# Plastic bail cable clip replacement



## LawnBoy2ndToNone (Sep 22, 2012)

Last winter I broke the plastic cable bracket on my MTD 2 stage, 1 speed snow blower. I got so busy this year that I forgot to fix it before the snow came (luckily I had my trusty Toro S200). I decided to not replace it with the cheap plastic that is OEM, and made due with a 3/4" pipe bracket that you can pick up fairly inexpensively at the hardware store. I just tightened it together enough to hold the cables so that they engage, but not too tight that the cables wear and fray. Here are the only 2 pics that I took (before and after). BTW, the plastic broke after I got done clearing the drive way and I was brushing the snow off with a broom.


----------



## detdrbuzzard (Jan 20, 2012)

thats a good idea


----------



## LawnBoy2ndToNone (Sep 22, 2012)

Thanks, later on I'll report how this holds up.
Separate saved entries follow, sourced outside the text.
PR #1745, opened 2024-07-09
chore: add precommit hook to check for secrets

bjoern-michaelsen-freiheit:


Makefile
```diff
@@ -116,3 +116,16 @@ commitlint:
 	@echo
```
sven-urbanski-freiheit-com, line 116: I renamed the PR to "chore", because it's not really a "feature" for kuberpult operators.

sven-urbanski-freiheit-com (approved):

PR #1746, opened 2024-07-09
fix(db): manifest export must not fail on empty commit hash

sven-urbanski-freiheit-com:


sven-urbanski-freiheit-com:
replaced by #1747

I might get some heat shrink tubing to put on the 2 cables to help prevent fraying and I can see after a couple uses just how much wear there is by looking at the heat shrink.


----------



## detdrbuzzard (Jan 20, 2012)

to do it even cheaper you could take some old fuel line and cut it to size the cut it legnth wise and slip it over the cable the zip tie the cable to the handle, i just thought of this


----------



## LawnBoy2ndToNone (Sep 22, 2012)

detdrbuzzard said:


> to do it even cheaper you could take some old fuel line and cut it to size the cut it legnth wise and slip it over the cable the zip tie the cable to the handle, i just thought of this


Thanks for the idea! I've got some old fuel line lying around somewhere.


----------